* _What this task involves_: Find each line of the entries with the string "super", please, and copy it.

(Stored entries)
────

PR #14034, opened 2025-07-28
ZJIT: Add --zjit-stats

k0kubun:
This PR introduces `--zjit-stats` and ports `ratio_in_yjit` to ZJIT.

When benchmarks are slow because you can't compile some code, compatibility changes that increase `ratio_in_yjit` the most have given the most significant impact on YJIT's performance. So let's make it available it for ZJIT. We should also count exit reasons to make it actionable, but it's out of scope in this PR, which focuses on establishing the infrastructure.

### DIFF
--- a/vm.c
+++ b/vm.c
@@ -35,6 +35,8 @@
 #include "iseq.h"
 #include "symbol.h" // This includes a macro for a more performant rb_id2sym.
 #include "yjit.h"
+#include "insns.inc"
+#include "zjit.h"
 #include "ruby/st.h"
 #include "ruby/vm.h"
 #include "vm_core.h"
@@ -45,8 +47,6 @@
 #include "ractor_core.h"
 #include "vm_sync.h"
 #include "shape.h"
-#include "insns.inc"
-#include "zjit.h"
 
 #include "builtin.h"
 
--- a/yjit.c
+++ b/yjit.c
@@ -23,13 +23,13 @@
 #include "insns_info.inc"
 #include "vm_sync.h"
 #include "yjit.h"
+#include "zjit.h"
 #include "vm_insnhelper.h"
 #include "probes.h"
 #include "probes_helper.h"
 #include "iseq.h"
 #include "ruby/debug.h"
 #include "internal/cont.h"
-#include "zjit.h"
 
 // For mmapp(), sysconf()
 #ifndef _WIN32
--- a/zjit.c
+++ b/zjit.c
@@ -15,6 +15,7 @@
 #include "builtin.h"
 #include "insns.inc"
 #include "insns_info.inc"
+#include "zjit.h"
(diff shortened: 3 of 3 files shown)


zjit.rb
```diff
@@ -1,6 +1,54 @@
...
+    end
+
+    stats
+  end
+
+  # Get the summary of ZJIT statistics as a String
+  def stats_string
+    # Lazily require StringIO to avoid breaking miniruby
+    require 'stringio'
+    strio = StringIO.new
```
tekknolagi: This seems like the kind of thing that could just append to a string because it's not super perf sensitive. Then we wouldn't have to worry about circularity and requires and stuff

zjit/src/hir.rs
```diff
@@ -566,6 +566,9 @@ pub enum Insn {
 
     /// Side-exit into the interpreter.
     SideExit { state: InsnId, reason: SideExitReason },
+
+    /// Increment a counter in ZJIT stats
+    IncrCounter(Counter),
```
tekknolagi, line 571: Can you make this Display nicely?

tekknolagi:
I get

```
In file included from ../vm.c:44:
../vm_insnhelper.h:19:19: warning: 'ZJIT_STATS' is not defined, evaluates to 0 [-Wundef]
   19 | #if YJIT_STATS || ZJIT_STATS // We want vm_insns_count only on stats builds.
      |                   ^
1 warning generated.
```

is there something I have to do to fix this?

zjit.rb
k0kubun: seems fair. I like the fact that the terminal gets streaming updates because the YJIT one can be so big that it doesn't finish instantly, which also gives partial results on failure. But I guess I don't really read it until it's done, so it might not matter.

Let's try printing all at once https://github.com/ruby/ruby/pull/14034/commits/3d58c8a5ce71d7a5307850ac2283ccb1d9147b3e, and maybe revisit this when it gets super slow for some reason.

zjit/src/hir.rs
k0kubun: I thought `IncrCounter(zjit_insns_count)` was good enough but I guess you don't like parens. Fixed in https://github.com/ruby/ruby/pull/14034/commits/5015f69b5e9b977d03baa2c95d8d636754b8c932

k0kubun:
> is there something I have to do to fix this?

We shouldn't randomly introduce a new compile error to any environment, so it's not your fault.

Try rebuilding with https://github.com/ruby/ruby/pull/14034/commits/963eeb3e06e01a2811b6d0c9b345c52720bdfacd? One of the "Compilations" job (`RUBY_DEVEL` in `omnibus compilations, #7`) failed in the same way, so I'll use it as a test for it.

────

* _Output of the exercise_:
tekknolagi: This seems like the kind of thing that could just append to a string because it's not super perf sensitive. Then we wouldn't have to worry about circularity and requires and stuff
Let's try printing all at once https://github.com/ruby/ruby/pull/14034/commits/3d58c8a5ce71d7a5307850ac2283ccb1d9147b3e, and maybe revisit this when it gets super slow for some reason.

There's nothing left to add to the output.